# They're getting that feeling.



## M.Magis (Apr 5, 2004)

One of the perks to not working in the city. This guy is behind the office right now, courting a doe. Sorry for the picture quality, but they were taken through the window. Very nice mainframe 10 pointer. Good mass, short brows. Should be in the lower 130 class. The little guy was bedded about 50 yards away from them, but was finally urged to leave.  I'll try to get a better piture if he gets up later.


----------



## bkr43050 (Apr 5, 2004)

That is pretty cool that you get to watch them from work. Although I bet it will get a bit tough to stay at work after seeing the action.  I just talked to a guy this morning that **** hunts around my area. He told me that he saw a TON of deer moving last night and witnessed two different bucks in pursuit. The one doe seemed very receptive as well. So I guess it is starting. It is a few days earlier than I had hoped but what can you do? Hopefully it will get exciting in the stand in the morning.

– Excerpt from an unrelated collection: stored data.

PR #717, opened 2021-02-03
Disable headers on home screen

nielsvanvelzen:
Finally found out why it didn't work before. The StdBrowseFragment used onActivityCreated because it needs to tweak UI in the activity (lol). Changed it to use the onCreate function for most code (except clock initialization) and now we can disable the headers perfectly fine. I decided to not add a preference to enable/disable the headers because it can't show more than 6 anyway.

**Changes**
- Disable headers on all screens
- Enabling them is not possible when extending StdBrowseFragment

**Issues**

### DIFF
--- a/app/src/main/java/org/jellyfin/androidtv/ui/browsing/StdBrowseFragment.java
+++ b/app/src/main/java/org/jellyfin/androidtv/ui/browsing/StdBrowseFragment.java
@@ -1,17 +1,3 @@
-/*
- * Copyright (C) 2014 The Android Open Source Project
- *
- * Licensed under the Apache License, Version 2.0 (the "License"); you may not use this file except
- * in compliance with the License. You may obtain a copy of the License at
- *
- * http://www.apache.org/licenses/LICENSE-2.0
- *
- * Unless required by applicable law or agreed to in writing, software distributed under the License
- * is distributed on an "AS IS" BASIS, WITHOUT WARRANTIES OR CONDITIONS OF ANY KIND, either express
- * or implied. See the License for the specific language governing permissions and limitations under
- * the License.
- */
-
 package org.jellyfin.androidtv.ui.browsing;
 
 import android.content.Intent;
@@ -26,6 +12,7 @@ import android.widget.ImageView;
 import android.widget.TextClock;
 import android.widget.TextView;
 
+import androidx.annotation.Nullable;
 import androidx.core.content.ContextCompat;
 import androidx.leanback.app.BrowseSupportFragment;
 import androidx.leanback.widget.ArrayObjectAdapter;
@@ -87,8 +74,8 @@ public class StdBrowseFragment extends BrowseSupportFragment implements IRowLoad
     private Lazy<BackgroundService> backgroundService = inject(BackgroundService.class);
 
     @Override
-    public void onActivityCreated(Bundle savedInstanceState) {
-        super.onActivityCreated(savedInstanceState);
+    public void onCreate(Bundle savedInstanceState) {
+        super.onCreate(savedInstanceState);
 
         if (getActivity() instanceof BaseActivity) mActivity = (BaseActivity)getActivity();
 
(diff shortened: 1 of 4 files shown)


MrChip53:
Oh my. This looks so good. I think we should remove headers from every screen. Your opinion?

MrChip53 (approved):

nielsvanvelzen:
The other screens using headers are genres/byletter/someother screens which use the headers to quickly navigate to a section. I think they could stay there for now.

MrChip53:
I don't think there is much of a true speed difference between navigating with headers or directly on the rows though. Either method is still just one click up or down.

nielsvanvelzen:
Yeah you do have a point. @thornbill what do you think? Should I remove the headers everywhere?

MrChip53:
I also think it gives a bit of that "streamlined netflix" look people like even though it's not the true netflix experience. Maybe a reddit poll could be done on whether to remove completely or make it into a toggle able preference app wide. I definitely think removing the headers makes the app look a lot more polished though.

thornbill:
I think removing them everywhere is fine. Really the "faster navigation" argument only holds up if a section has multiple rows which afaik none of ours do.

nielsvanvelzen:
Updates the PR to remove headers everywhere, it's not possible anymore to enable them when using the StdBrowseFragment now.

Rebasing now to fix conflicts

MrChip53 (approved):

app/src/main/java/org/jellyfin/androidtv/ui/browsing/StdBrowseFragment.java
```diff
@@ -1,17 +1,3 @@
-/*
- * Copyright (C) 2014 The Android Open Source Project
```
thornbill, line 2: I believe this license header needs to be kept. I believe that since the project as a whole is GPL v2 we cannot relicense this file from Apache v2.

thornbill (changes requested):
Looks great! Only question I have is regarding licensing.

app/src/main/java/org/jellyfin/androidtv/ui/browsing/StdBrowseFragment.java
nielsvanvelzen: I wasn't sure about removing it either but I'd argue that pretty much none of the code in this file is from the Android OSS project now (except for the function names we inherit from the base class).

nielsvanvelzen: This is the iniial version of the file:
https://github.com/jellyfin/jellyfin-androidtv/blob/96831e66be089b4fe2cd87cd6ed83f24a599caa9/MediaBrowserTv/app/src/main/java/tv/emby/embyatv/browsing/StdGridFragment.java

And I'm quite sure it is based on this file:
https://github.com/googlearchive/leanback-showcase/blob/master/app/src/main/java/android/support/v17/leanback/supportleanbackshowcase/app/grid/GridExampleFragment.java

thornbill: Given that the effective license of this project is GPLv3 due to the inclusion of licensed code that is incompatible with GPLv2 prior to our fork, and since the GPLv3 is compatible with the Apache 2 license in that Apache 2 code can be relicensed as GPLv3, I believe this removal is fine.

dankell66:
Hello Support Team,
Why on gods green earth would you have removed the side bar feature in v0.12.0?
Very bad move indeed ...removing this feature also removes MANY further features which include Genre search to name a few.
Why would you do such a BAD move....when the majority welcomed the side bar.
Please could you make sure to reencorporate this feature back ASAP Please.
I am sure you can add a setting for the minority whom do not like this feature.
You have broken a perfectly Great app for a very small minority .

Best Regards,
Dankell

Good luck to everyone. I hope to see some good pics on Monday morning.


----------



## M.Magis (Apr 5, 2004)

I don't think they're too far along just yet. I watched over 50 deer come into the bean fields Wed. night. Only one mature buck, and he was more interested in eating. I have 5 days to hunt starting tomorrow. Hopefully I can get it done. I'd have prefered to have 9 off, but I need to come in a couple days next week before my trip to Kentucky the following week. This darn work is really starting to cramp my style.


----------



## bkr43050 (Apr 5, 2004)

> This darn work is really starting to cramp my style.


I hear that!  

I hope you're right on the timing. I was hoping that they hit it big the middle of next week. That seems to be about the time they usually do around here. I have next Thursday-Sunday for hunting camp. I am really looking forwar to that.


----------



## bkr43050 (Apr 5, 2004)

By the way if that buck comes just a bit closer to your building, you may be able to save yourself some vacation days.


----------



## M.Magis (Apr 5, 2004)

That was the first thing that came to mind.  He was only about 40 yards away. That's what I get for not keeping the bow in the truck.  
Apparently they got up and moved when I wasn't looking. Would like to have gotten a better picture.


----------



## Lewis (Apr 5, 2004)

I have been hunting in Guernsey county all week.
Its just now starting to get in full swing.
I passed up several small six and 8 pointers this week and numerous does.
I had a decent 10 pt within 15 yards yesterday afternoon,in all the high winds.
Driving home this morning around 11:00 the wife and I saw 4 bucks in different locations along interstate 77,and two of them were absolutely huge mature bucks!
Walking along in open areas,with their noses to the ground.
This weekend should be great!


----------



## M.Magis (Apr 5, 2004)

Hey Lewis! This guy's only about a mile from you. I can send him your way if you want  , though we both know he's far from being a "big" deer for the area. Let me know if you need any help dragging this coming week. I'm only a few hills away.


----------



## Lewis (Apr 5, 2004)

Hey Mike..thanks for the kind offer!
I might just take you up on that.
Shortdrift was down for a day or so this week,and after a morning hunt,while the rain was pouring,we were driving around the area.
We were cruising down Peters Creek Road,and I told Shortdrift that you lived near there somewhere.
He said,"well lets give him a call,I have his number in my cell phone"
Just then we were distracted by a field full of turkeys and several deer..got to watching them and forgot.  
Next time I am down,I will give you a shout!


----------



## rac123 (May 20, 2004)

I was driving home from z-twn this morning--12:35 to be exact--8ptr had weeds and stuff in horns standing in the beanfield at northtowne and McGlade School rd.was acting like "where am I"????broad daylight, sun shining, didnt care who seen him!!he was "busy""


----------



## M.Magis (Apr 5, 2004)

They're now behind the shop feeding. Snapped a few better pics.


----------



## bkr43050 (Apr 5, 2004)

That is a pretty nice looking buck. And those are some great pics too! Now I am getting excited. I am really looking forward to meeting up with some bruisers. I have only been out a very few times thus far this year and the only thing I have seen with horns is a pair of junevile bucks that I watched three times now. I have some impressive rubs around that those little guys did not do.  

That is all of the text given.